Kando is also said to have brought two copies of the Qumran stylus (MS 5095/3) onto the market. They are the only writing implements that have so far been claimed to be related to Qumran. They are three inches long, made from the rib of a palm leaf, and have ink buildup. They are said to come from cave 11. They were acquired from a Swiss private collection and are now in the Schøyen Collection.

Interpretations of the upper floor

Scriptorium

Statuette of a scribe, Egypt, 332–30 BC. BC ( Metropolitan Museum of Art ). An example of the ancient posture when writing.

Roland de Vaux interpreted the plaster furniture on the upper floor as furnishing a writing room and assumed that the Dead Sea scrolls found in the nearby caves were written here. This interpretation has a problem: ancient scribes wrote cross- legged on their knees. Crouching cross-legged on the low bench and writing on a sheet of paper lying on the table, the ancient scribe would have assumed a very impractical position for him. That being said, writing at tables is only attested centuries later and is anachronistic for Qumran.

The individual sheets of parchment were lined, written on and only then sewn together to form a roll in a final step.
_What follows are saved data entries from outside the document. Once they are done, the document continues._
PR #27, opened 2018-09-06
fix clippy error: cast to more strict alignment, warning: not consumed copy

jackcmay:
Interested in using rBPF for a project I'm working on so fixed a couple of clippy errors/warnings.  If this project is still active and these changes are approved would like to fix more

- pulled byteorder dependency back in to avoid unsafe code and to fix clippy casting errors
- removed copy of operand that was not consumed

### DIFF
--- a/src/ebpf.rs
+++ b/src/ebpf.rs
@@ -18,6 +18,9 @@
 //! <https://www.kernel.org/doc/Documentation/networking/filter.txt>, or for a shorter version of
 //! the list of the operation codes: <https://github.com/iovisor/bpf-docs/blob/master/eBPF.md>
 
+extern crate byteorder;
+use self::byteorder::{ByteOrder, LittleEndian};
+
 /// Maximum number of instructions in an eBPF program.
 pub const PROG_MAX_INSNS: usize = 4096;
 /// Size of an eBPF instructions, in bytes.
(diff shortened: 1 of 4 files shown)


badboy:
/o\ I did? Will review it now. Sorry for the delay.

src/ebpf.rs
```diff
@@ -18,6 +18,9 @@
 //! <https://www.kernel.org/doc/Documentation/networking/filter.txt>, or for a shorter version of
 //! the list of the operation codes: <https://github.com/iovisor/bpf-docs/blob/master/eBPF.md>
 
+extern crate byteorder;
```
badboy: This should not be needed, it's imported on the root level already.

src/ebpf.rs
```diff
@@ -18,6 +18,9 @@
...
+use self::byteorder::{ByteOrder, LittleEndian};
```
badboy: You can drop the `self::` here then.

src/jit.rs
```diff
@@ -297,7 +297,7 @@ fn emit_load_imm(jit: &mut JitMemory, dst: u8, imm: i64) {
 
 // Store register src to [dst + offset]
 #[inline]
-fn emit_store(jit: &mut JitMemory, size: OperandSize, src: u8, dst: u8, offset: i32) {
```
badboy: We should simply make `OperandSize` copy in `src/jit.rs`

src/lib.rs
```diff
@@ -22,6 +22,9 @@
 use std::u32;
 use std::collections::HashMap;
 
+extern crate byteorder;
+use self::byteorder::{ByteOrder, LittleEndian};
```
badboy: Keep the `extern crates` together and move the `use byteorder...` line below that then. The `self::` should not be necessary anymore.

jackcmay: Would you prefer to keep all the `use`'s together and move the two existing`use std::` lines below the group of `extern`'s

badboy: That's my preferable style, yes.

1. extern
2. use std
3. use external stuff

The leaf size of the Dead Sea Scrolls varies between 21 and 90 cm.

The alternative proposed by Bruce Metzger , that the clerks would have sat on the “table” and the “bench” would have served them as a kind of footstool, fails because of the instability of the large plaster of paris furniture.

Kenneth Clark had the Qumran clerks sit cross-legged on the low “bench” and identified the “table” as a place to put their material.

Side room of the library

A Torah scroll is opened to find a specific place in it. This is not done hands-free, but on a table. This is how Stegemann envisioned the use of the long tables in the so-called "scriptorium".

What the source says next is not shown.